Il termine tannino definisce una classe di composti appartenenti alla famiglia dei polifenoli, comuni in diverse piante e nei loro estratti. I tannini sono anche una componente naturale del vino, in quanto presenti in buone concentrazioni nell'uva, in particolare nelle bucce, nei vinaccioli e nel raspo.
Quelli rilasciati in fase di pressatura e macerazione del mosto vengono chiamati catechici o endogeni. I più pregiati, capaci di contribuire qualitativamente all’evoluzione in bottiglia, sono contenuti nelle bucce; di contro, quelli del raspo vengono generalmente scartati, in quanto amari e molto astringenti.

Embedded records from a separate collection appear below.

PR #80, opened 2019-12-03
Replace aioboto3 with boto3

rahul003:
### Description of changes:
Removing aioboto3 dependency because it is becoming problematic to support it amidst all the conflicts with boto and botocore versions. Also addresses https://github.com/awslabs/sagemaker-debugger/issues/85 . Simply using boto3 with multiprocessing allows us to achieve even better performance than aioboto3 for our use case of downloading index files. No other S3 request is batched. Refreshing index files is one ListRequest, fetching a tensor is one GetObject

Todo:
- [x] Functionality testing
- [x] Perf testing
Screen Shot 2019-12-06 at 5 52 56 PM
- [x] Platforms checked are Mac, Linux. Had to incorporate a fix for Mac on py3.6. Read that windows with multiprocessing has problems in interactive environments, so disabled multiprocessing in windows.

#### Style and formatting:


setup.py
```diff
@@ -10,19 +10,7 @@
...
-    "aiohttp>=3.6.0,<4.0",  # aiobotocore breaks with 4.0
-    # boto3 explicitly depends on botocore
-    "boto3>=1.10.32",  # Sagemaker requires >= 1.9.213
-    "botocore>=1.13.32",
-    "nest_asyncio",
-    "protobuf>=3.6.0",
-    "numpy",
-    "packaging",
-]
+INSTALL_REQUIRES = ["protobuf>=3.6.0", "numpy", "packaging", "boto3>=1.10.32"]
```
Vikas-kum: can we pin all these versions to a unique version ?

smdebug/core/access_layer/s3handler.py
```diff
@@ -260,3 +267,176 @@ def close_client(self):
...
+            list_request = ListRequest(Bucket=delete_request.bucket, Prefix=delete_request.prefix)
+            keys = self.list_prefix(list_request)
+            if len(keys):
+                delete_dict = {}
+                delete_dict["Objects"] = []
+                for key in keys:
+                    delete_dict["Objects"].append({"Key": key})
+                self.client.delete_objects(Bucket=delete_request.bucket, Delete=delete_dict)
+
+    def close_client(self):
```
Vikas-kum: why the pass method? 
Should you close client here. and also create a destructor which closes the client.

NihalHarish:
Can you paste the results of the perf test here

smdebug/core/access_layer/s3handler.py
rahul003: I added it here to make the Handlers consistent for testing/benchmarking. Might remove it. For sync, there's nothing to do in close. Async, we have something to close.

rahul003:
I imagined for the restricted use case of downloading many index files at once, we might get away with only some performance regression. But I underestimated the advantage of async io even for this use case. Switching to boto3 doesn't really look like an option based on the following 10x performance boost we get with aioboto3.


| Bytes | Num files | Sync | Async |
| -- | -- | -- | -- |
| 10240 | 100 | 5.466304063796997 | 0.6316347122192383 |
|10240 | 1000 | 46.079941511154175 | 4.562414169311523 |
| 10240 | 10000 |457.6105201244354 | 59.778473138809204|

| Bytes | Num files | Sync | Async |
| -- | -- | -- | -- |
| 10240 | 1 | 0.0649409294128418 | 0.09938454627990723 |
| 10240 | 10 | 0.2014918327331543 | 1.1134459972381592 |
| 10240 | 100 | 2.155343532562256 | 0.3696606159210205 |
|10240 | 1000 | 24.51427435874939 | 3.7332723140716553 |


| Bytes | Num files | Sync | Sync with s3 transfer | Async |
| -- | -- | -- | -- | -- |
| 10240 | 1 | 0.17870569229125977 | 0.07202434539794922 | 0.10649681091308594 |
| 10240 | 10 | 0.1648552417755127 | 0.29348111152648926 | 0.07737946510314941 |
| 10240 | 100 | 2.131474018096924 | 3.889939308166504 | 1.1508255004882812 |
|10240 | 1000 | 25.46154403686523 | 49.814311027526855 | 4.341756343841553 |

jarednielsen:
Oof, looks like aioboto3 provides nearly linear scaling (assuming you're running on a 4-core, 8-thread machine). I wonder if we can achieve similar gains natively by using Python multiprocessing with boto3.

rahul003:
I was running on a p3.8x but it shouldn’t matter as I’d have been using only 1 core anyway. I’d be curious to see how multi processing compares. But make sure to include the time to send data back to the main process in the timing, as this data transfer can be expensive. Using shared memory instead of copying from process to process would help

Vikas-kum:
> Oof, looks like aioboto3 provides nearly linear scaling (assuming you're running on a 4-core, 8-thread machine). I wonder if we can achieve similar gains natively by using Python multiprocessing with boto3.
> 
> Getting some initial promising results (at home with a slower network):
> Bytes 	Num files 	Sync with multiprocessing (32 threads) 	Async
> 10240 	1 	0.87 	0.67
> 10240 	10 	1.11 	0.75
> 10240 	100 	1.74 	1.83
> 10240 	1000 	5.65 	12.28
> 10240 	3000 	16.59 	45.49
> 10240 	10000 	46.43 	148.38
> 
> This approach seems significantly faster, actually. I'll do some further testing tomorrow on a faster network to see if it holds up.
> 
> Results from a faster network:
> Bytes 	Num files 	Sync with multiprocessing (64 threads) 	Async
> 10240 	1 	0.71 	0.49
> 10240 	10 	0.96 	0.34
> 10240 	100 	2.14 	0.91
> 10240 	1000 	4.30 	10.11
> 10240 	3000 	7.54 	30.17
> 10240 	10000 	21.28 	109.12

Oltre a infondere le tanto apprezzate sfumature rosse, il tannino del vino migliora la conservazione e le caratteristiche organolettiche del prodotto stesso, favorendone la stabilità e l’integrità aromatica.

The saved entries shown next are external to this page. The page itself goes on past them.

PR #97, opened 2019-12-06
cleaned up examples folder a bit

ddavydenko:
### Description of changes:
- removed last notebook from /examples/mxnet
- synced readme files in /examples folders
- put up one script for mxnet demo of creating hook in script

#### Style and formatting:


examples/xgboost/README.md
```diff
@@ -1,2 +0,0 @@
-## Example Notebooks
```
rahul003: Was removing this intentional?

ddavydenko:
There is no docs for XGBoost here currently, so I thought no point in keeping just a read me with external link. 

—
Thanks,
Denis

examples/mxnet/README.md
```diff
@@ -1,2 +1,22 @@
-## Example Notebooks
+# Examples
+## Example notebooks
 Please refer to the example notebooks in [Amazon SageMaker Examples repository](https://github.com/awslabs/amazon-sagemaker-examples/tree/master/sagemaker-debugger)
+
+## Example scripts
```
ddavydenko:
```suggestion
## Example scripts 
```

examples/mxnet/README.md
```diff
@@ -1,2 +1,22 @@
...
```
ddavydenko:
```suggestion
## Example scripts
```

examples/xgboost/README.md
ddavydenko: There is no docs for XGBoost here currently, so I thought no point in keeping just a read me with external link.

rahul003: We do have a doc page for XGBoost though, I think it would be nice if we have this page just to be clearer.

examples/mxnet/scripts/mxnet_fashionmnist_w_g_b.py
```diff
@@ -1,7 +1,14 @@
+"""
+This script is a simple FashionMNIST training script which uses MXNet's.
+It has been orchestrated with SageMaker Debugger hook to allow saving tensors during training.
+Here, the hook has been created using its constructor to allow running this locally for your experimentation.
+When you want to run this script in SageMaker, it is recommended to create the hook from json file.
+Please see scripts in either /examples/tensorflow/sagemaker_byoc or /examples/tensorflow/sagemaker_official_container
```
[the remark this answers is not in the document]
ddavydenko: Why would not we want to point to examples that demonstrate other use cases, even though they are not using same engine?

ddavydenko:
> LGTM.
> Some of these examples are used for testing 1P rules. I noticed these examples are already moved to 1P rules repository? The 1P Rule CI need to pick the examples from that repo after this change.

CI already passes on setup of MXNet tests introduced in this PR so I don't think rules CI will be a problem.

examples/mxnet/scripts/mxnet_fashionmnist_w_g_b.py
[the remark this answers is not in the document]
rahul003: Okay since we don't have such an example for MXNet, I see your point

rahul003:
Rules CI has the previous scripts copied into their repo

Tannicità del vino: da cosa dipende?

La tannicità di un vino è influenzata da molteplici fattori. Tra questi rientrano la varietà e il livello di maturità delle uve utilizzate, ma anche la tipologia di vinificazione scelta e i tempi di macerazione a contatto con le bucce. Il vitigno ha senza dubbio il suo peso: alcuni, come il Sagrantino, l’Aglianico e il Nebbiolo, sono infatti noti per l’elevata componente tannica. Tra i vini più tannici si contano anche quelli ottenuti da cultivar quali Tempranillo, Mourvèdre, Syrah e i grandi rossi di Bordeaux, primo fra tutti il Cabernet Sauvignon. È comunque l’invecchiamento in botte a determinare il profilo tannico definitivo del prodotto. Durante questa fase, grazie al microcircolo dell'ossigeno, il legno cede parte dei tannini gallici in esso contenuti, trasferendo al vino aromi e complessità olfattive. Le botti che rilasciano maggiori concentrazioni di tannini sono quelle in legno di rovere e di castagno. Anche l’età della botte incide in maniera significativa sull’equilibrio tannico: mentre in quelle vecchie i tannini risultano morbidi e rotondi, quelli ceduti dalle botti nuove si presentano più freschi ed evidenti.

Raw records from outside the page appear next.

PR #115, opened 2019-12-16
Pinning the version of numpy that works with the supported versions o…

leleamol:
…f DL Frameworks

### Description of changes:
The DL Framework versions that smdebug currently supports require numpy version between 1.16 and 2.0). We can pin the numpy version to '>=1.16 and <2.0' 

In future, if the dependency of DL Frameworks on numpy becomes conflicting, we can consider creating separate wheels for DL frameworks.

#### Style and formatting:


Vikas-kum:
There is one problem with pinning the upper version. 
https://github.com/boto/botocore/issues/1872 - Look at this, where they pinned python-dateutil to 2.8.1 and there are so many people unhappy as it started breaking things.

jarednielsen:
69 unhappy customers!

leleamol:
@Vikas-kum @jarednielsen  Tensorflow and mxnet are also following the same strategy.

https://github.com/tensorflow/tensorflow/blob/d74412af53590e18a07d8cc5cfb042efbf42fd73/tensorflow/tools/pip_package/setup.py#L61

smdbeug will be used along with one of these frameworks.   Ideally, we should limit the pinning of dependencies  to the framework versions but that's not possible. Hence we should use the packages that will be used by framework versions that we currently support.

leleamol:
@Vikas-kum 
I am not getting why pinning the numpy version is not a good idea. If it is acceptable for the TF and MXnet versions that we are supporting, it should be ok for us too. 
 Are there any unhappy customers of TF due to pinning of numpy?

Vikas-kum:
> @Vikas-kum
> I am not getting why pinning the numpy version is not a good idea. If it is acceptable for the TF and MXnet versions that we are supporting, it should be ok for us too.
> Are there any unhappy customers of TF due to pinning of numpy?

Look at the botocore pinning issue where they pinned upper version. We dont want people to get in such a mess  which can be created by pinning upper versions.

leleamol:
> > @Vikas-kum
> > I am not getting why pinning the numpy version is not a good idea. If it is acceptable for the TF and MXnet versions that we are supporting, it should be ok for us too.
> > Are there any unhappy customers of TF due to pinning of numpy?
> 
> Look at the botocore pinning issue where they pinned upper version. We dont want people to get in such a mess which can be created by pinning upper versions.

@Vikas-kum Are we certain that smdebug works or will work if numpy is upgraded to 2.0?
We can always remove this upper version bound later.  But IMO we should be conservative and pin the upper and lower bounds both. 
With the framework versions that we are currently supporting, we are ok with pinning upper and lower versions of numpy. If any of these frameworks start supporting numpy 2.0, they will do so with the new updated version of that framework.  In that case, we would have to evaluate whether smdebug supports that version of not. At that time, we can reconsider removing the upper bound on numpy.
@ddavydenko what are your thoughts?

Tannini: sono presenti nei vini bianchi?

Il contenuto in tannini del vino bianco è generalmente trascurabile. Oltre a risultare scarsamente presenti nelle uve a bacca bianca, occorre fare un'ulteriore considerazione: i tannini si concentrano soprattutto nella buccia, che, nella vinificazione dei bianchi, viene eliminata dal mosto prima della fermentazione. Fanno eccezione i vini fermentati in botte, soprattutto se di piccola capacità, come le barriques, che si arricchiscono dei tannini naturalmente contenuti nel legno. Anche i cosiddetti Orange wine presentano una discreta percentuale di tannini. Si tratta di vini prodotti con uve a bacca bianca, ma “vinificati in rosso”: il mosto viene lasciato macerare a contatto con le bucce, che quindi rilasciano questi particolari composti aromatici.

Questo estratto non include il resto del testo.